## ASSIGNED TASK
This exercise calls for copying every line below that holds the word "option".

━━━ DATA FOR THE TASK ━━━

PR #185, opened 2018-02-02
Add SRV support to Cloudflare provider

vanbroup:
Cloudflare provider was missing SRV support, this PR adds support for this record type.

### DIFF
--- a/README.md
+++ b/README.md
@@ -150,7 +150,7 @@ The above command pulled the existing data out of Route53 and placed the results
 | Provider | Record Support | GeoDNS Support | Notes |
 |--|--|--|--|
 | [AzureProvider](/octodns/provider/azuredns.py) | A, AAAA, CNAME, MX, NS, PTR, SRV, TXT | No | |
-| [CloudflareProvider](/octodns/provider/cloudflare.py) | A, AAAA, ALIAS, CAA, CNAME, MX, NS, SPF, TXT | No | CAA tags restricted |
+| [CloudflareProvider](/octodns/provider/cloudflare.py) | A, AAAA, ALIAS, CAA, CNAME, MX, NS, SPF, SRV, TXT | No | CAA tags restricted |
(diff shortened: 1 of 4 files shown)


ross:
Fwiw I had originally run into problems with Cloudflare being more stringent than other dns providers on what they would allow for the name of a SRV record. I think maybe they require it to conform to the `_service._protocol...` name format, but everyone else would allow arbitrary names. 

I'm 👍  on adding support, I just hadn't gotten around to figuring out how we should handle the case of other providers allowing the record, but CloudFlare rejecting it. Possibilities I'd thought about:

* Adding octoDNS validations that require the "standards" be adhered to (need to make sure this can be ignored)
* Adding code specifically to the Cloudflare provider during the plan phase that would detect that there's going to be a problem and blow up
* Nuanced SRV support for CloudFlare that would sync things that conform and ignore things that don't

I'd probably lean towards the first option there as it seems to align with octoDNS general encouragement to follow the standards. If we want to move forward with this prior to getting validations in place it'd probably make sense to add a comment to the Cloudflare provider's notes section in the README. Thoughts?

vanbroup:
I'm absolutely for following the standards, Cloudflare looks to follow RFC 2782 here too. I agree that option one to add a validator is the best option.

vanbroup:
@ross I was just looking at the validator for SRV records and it looks like there is already some validation on the name format.

https://github.com/github/octodns/blob/master/octodns/record.py#L843
`re.compile(r'^_[^\.]+\.[^\.]+')`

While I think we can change this to: `re.compile(r'^_[^\.]+\._[^\.]+')` as the RFC states:

> The symbolic name of the desired protocol, with an underscore
>         (_) prepended to prevent collisions with DNS labels that occur
>         in nature.

These looks to be no validation of the record data but that should make no difference between providers or prevent this PR to be merged.

I think it's fine to merge this PR and create an issue to address SRV content value validation.

What do you think?

ross:
> What do you think?

Doh. I guess I added that in the big validation pass and it didn't occur to me to go back and update CloudflareProvider since that would have resolved the original issue. This looks good. Will poke at it a bit now and get it merged.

━━━

## EXERCISE ANSWER
I'd probably lean towards the first option there as it seems to align with octoDNS general encouragement to follow the standards. If we want to move forward with this prior to getting validations in place it'd probably make sense to add a comment to the Cloudflare provider's notes section in the README. Thoughts?
I'm absolutely for following the standards, Cloudflare looks to follow RFC 2782 here too. I agree that option one to add a validator is the best option.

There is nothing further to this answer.